Consider a weight loss intervention for the treatment of obesity as an example. A typical clinic-delivered adaptive intervention for weight loss may check in on patient progress only during clinic visits marking the end of weeks two, four, and eight of treatment. If at any of these points the patient’s rate of weight loss sits below a certain threshold, the patient will be offered a new intervention. What such an adaptive intervention misses is information from the time between clinic visits—variability in weight between clinic visits, or how quickly someone met the criteria for non-response to the intervention, for example—that could help a clinician determine the best way to alter treatment at the two, four, and eight week time points.
“By incorporating a variable like time to non-response in the decision rule, we can more deeply tailor the adaptive intervention” Ferlic explains. In a weight loss intervention enhanced by event-triggered tailoring, someone who meets the criteria for non-response during week two may need vigorous augmentation to treatment in order to meet their weight loss goal, whereas someone who meets the criteria for response until the middle of week seven may only need minor augmentation to meet their weight loss goal.
Sequential Multiple-Assignment Randomized Trials (SMARTs) can be designed to develop optimized event-triggered adaptive interventions.

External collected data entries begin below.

PR #2895, opened 2020-02-04
Immediately update last message preview in conversation list

ma12-co:
### How to test: 
1) Open a conversation;
2) Write some messages;
3) Look at the message preview in `Conversation` component;

### Before this pr:
The preview message is not updated until the whole `ConversationList` refreshes (which happens every 30 seconds).

### After this pr: 
The conversation updates immediately.

### DIFF
--- a/src/App.vue
+++ b/src/App.vue
@@ -349,6 +349,7 @@ export default {
 
 				// this.$store.dispatch('purgeConversationsStore')
 				this.$store.dispatch('addConversation', response.data.ocs.data)
+				this.$store.dispatch('markConversationRead', token)
 
 				/**
 				 * Emits a global event that is used in App.vue to update the page title once the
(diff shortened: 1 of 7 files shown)


nickvergessen:
So, :+1: for updating the message right away. The thing I dislike about this is that it should happen in the same way with the unread message bubble and so on. But yeah, I guess we can do it like this for now.

nickvergessen:
Another error I just noticed:

1. Navigate to a conversation and copy the link
2. Navigate away
3. As another user write a message
4. Paste link from 1. again

### Expected
Last message is last message

### Actually
It flickers:
1. Last message (as per conversation list)
2. Last read message (as it's the last unread item)
3. Last message (once the chat loaded the new messages)

nickvergessen:
The error from above also means chats you visited once will never be updated until you visited them actively

PR #2899, opened 2020-02-07
Also scroll on inactive tabs

nickvergessen:
It's more what people expect than having to see that the window
is scrollable and not at the bottom. We might revert this, when the
"Unread messages" marker was implemented, but I don't think we should


mario:
Looks decent :)

PR #2934, opened 2020-02-10
Fix sidebars integrations

### LINKED ISSUE #2933: Chat in sidebar broken
Tested with Talk 8.0.3 on Nextcloud 18.

Open the right sidebar ("Details" view) and go to the chat tab. 

Expected: see the chat for the file.

Result: The user only sees an empty tab.

image

I couldn't test it until now because the whole chat in the sidebar is broken. But please also double check that the video calling functionality works in the sidebar when a document (office and/or markdown) is opened.

nickvergessen:
Fix #2933

### DIFF
--- a/CHANGELOG.md
+++ b/CHANGELOG.md
@@ -1,6 +1,11 @@
 # Changelog
 All notable changes to this project will be documented in this file.
 
+## 8.0.4 – 2020-02-11
+### Fixed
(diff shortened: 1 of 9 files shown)


Ivansss:
Public share and video verification works.
But I still get `Missing required prop: "id"` in Files sidebar.

PR #2942, opened 2020-02-11
Send the notifications after joining the call

nickvergessen:
This prevents issues when sending takes long, e.g. with a lot of users

### DIFF
--- a/lib/Notification/Listener.php
+++ b/lib/Notification/Listener.php
@@ -44,6 +44,9 @@ class Listener {
 	/** @var ILogger */
 	protected $logger;
 
+	/** @var bool */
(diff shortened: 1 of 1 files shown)


nickvergessen:
Change:
1. In the before we now only check whether we should send the call notifications
2. The actual sending and clearing of old notifications is done in the after event

Before this patch the android app could be tricked into displaying a "You missed a call in ..." notification, when the connections to the push proxy took long enough after the user received their notification already. Can be tested by adding a `sleep(5);` after https://github.com/nextcloud/notifications/blob/ae6a18c31d73cefd3eb68b6ca98a44432b391e02/lib/Push.php#L170

mario:
Awesome.

PR #2962, opened 2020-02-17
Make sure the secondary view has an id

juliushaertl:
The secondary view registration requires its views to have an id property set https://github.com/nextcloud/server/blob/b476659ac888618fdb01c1316db073237c9222d3/apps/files/src/services/Sidebar.js#L69

To reproduce enable the talk app and try to access the system tags in the files sidebar.

Related fix for system tags https://github.com/nextcloud/server/pull/19511


nickvergessen:
> To reproduce enable the talk app and try to access the system tags in the files sidebar.

Ah, I already wondered why tags are not working....

So backport to stable18 is needed?

PR #2976, opened 2020-02-18
Print sharing error on correct level

### LINKED ISSUE #2900: Don't fail silently when you're not allowed to re-share a file
## Steps to reproduce
1. User A creates a folder and shares it with B (re-sharing is disabled globally in the settings)
2. A and B talk together and B tries to add a file of the shared folder to the chat (with the Paperclip)

### Expected behaviour
Either the file should be added to the chat (but I see this may be problematic permission-wise), or it should at least result in an error-message and not failing silently.

### Actual behaviour
Nothing happens

## Browser
**Operating system:** Windows

**Browser name:** Chrome

**Browser version:** 79.0.3945.130 

### Browser log
image

image

## Server configuration
Talk 8.0.1
NC 18.0.0

nickvergessen:
Fix #2900

### DIFF
--- a/src/components/NewMessageForm/NewMessageForm.vue
+++ b/src/components/NewMessageForm/NewMessageForm.vue
@@ -190,25 +190,35 @@ export default {
 
 		async handleFileShare() {
 			picker.pick()
-				.then(path => {
+				.then(async(path) => {
 					console.debug(`path ${path} selected for sharing`)
 					if (!path.startsWith('/')) {
 						throw new Error(t('files', 'Invalid path selected'))
 					}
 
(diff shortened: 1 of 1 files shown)


nickvergessen:
Error message is better without the `/<user>/files` prefix, that is fixed in: https://github.com/nextcloud/server/pull/19528

nickvergessen:
> but shouldn't one be always allowed to reshare the file with the file owner in the chat?

Well arguable, but gets difficult already with group conversation and so on. So for now if you cant share, you have to copy paste an internal link yourself.

PR #2891, opened 2020-02-03
File upload

ma12-co:
Signed-off-by: Marco Ambrosini <marcoambrosini@pm.me>

PR #2983, opened 2020-02-19
Allow to select an attachment folder

nickvergessen:
- [ ] Option to create a folder is currently missing. Bug in server: https://github.com/nextcloud/server/pull/19539
- [ ] AppNavigationSettings close when interacting with the filepicker: https://github.com/nextcloud/nextcloud-vue/issues/862

### DIFF
--- a/docs/capabilities.md
+++ b/docs/capabilities.md
@@ -42,3 +42,8 @@ title: Capabilities
 ## 8.0
 * `chat-replies` - Normal chat messages can now be replied to. Check the `isReplyable` parameter on the message object.
 * `circles-support` - Conversations can be created for circles and all circle members can be added to existing conversations
+
+
+## 9.0
+* `config => attachments => allowed` - Whether the user can upload files into a chat
+* `config => attachments => folder` - User defined folder where items should be uploaded to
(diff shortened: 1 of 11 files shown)


src/components/LeftSidebar/LeftSidebar.vue
```diff
@@ -115,6 +137,8 @@ export default {
 			searchResultsCircles: [],
 			contactsLoading: false,
 			isCirclesEnabled: loadState('talk', 'circles_enabled'),
+			attachmentFolder: loadState('talk', 'attachment_folder'),
```
nickvergessen: I guess in the end this needs to go into a store, otherwise the file upload from #2891 would still have the old value.

docs/capabilities.md
```diff
@@ -42,3 +42,8 @@ title: Capabilities
 ## 8.0
 * `chat-replies` - Normal chat messages can now be replied to. Check the `isReplyable` parameter on the message object.
 * `circles-support` - Conversations can be created for circles and all circle members can be added to existing conversations
+
+
+## 9.0
+* `config => attachments => allowed` - Whether the user can upload files into a chat
+* `config => attachments => folder` - User defined folder where items should be uploaded to
```
nickvergessen: @mario @Ivansss when you do upload, this is the folder where you should upload to.

src/components/LeftSidebar/LeftSidebar.vue
nickvergessen: @ma12-co where should we store this? New store? or can we put it in an existing one?

nickvergessen:
Another chunk read @ma12-co lets get this in

PR #3000, opened 2020-02-25
Rename duplicate files when uploading

### LINKED ISSUE #2987: Uploading a file with the same name overwrites the old one
## Steps to reproduce
1. Upload `Readme.md` in conversation A
2. Upload another different `Readme.md` in conversation B
3. Realise the `Readme.md` in conversation A is updated.

### Expected behaviour
In B a new file `Readme (2).md` should be uploaded

### Actual behaviour
Update of the existing file

### Solution
The android app sends a HEAD request to the webdav endpoint to check if the file already exists. If it does, `(2)` is added before the last `.` in the filename (or at the end in case there is no dot). Then send another head request. In case of another match, search for ` \(\d+\)` before the last dot, and increase the number by 1. Repeat this until the file files not exist.

ma12-co:
fix #2987 

### DIFF
--- a/src/store/fileUploadStore.js
+++ b/src/store/fileUploadStore.js
@@ -127,19 +127,19 @@ const actions = {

In concert with new methods, these trials will allow researchers to develop adaptive interventions capable of offering timely recommendations that account for each patient’s context, especially their trajectory of response. Once Ferlic conceptualizes the design principles and analytical methods necessary to process data from this variety of SMART, he aims to build capacity for more complex applications of the event-triggered tailoring concept. Some day, these specialized SMARTs may accommodate multiple tailoring variables, collected in real-time, enabling researchers to optimize adaptive interventions that leverage a combination of digital sensing and user-reported data to supercharge the effectiveness of clinical interventions.
Wherever the science takes him, Ferlic feels certain about a future in which a combination of low-cost wearable tech and evidence-based intervention design makes it easier for everyone to obtain their health and fitness goals. “I am really excited to see the real-world impact of the new methods we are developing at d3c. In the long run, my hope is that invaluable decision-making expertise can be packaged, at least partially, into adaptive algorithms for digital devices, reducing the barrier to quality health coaching for those most in need.”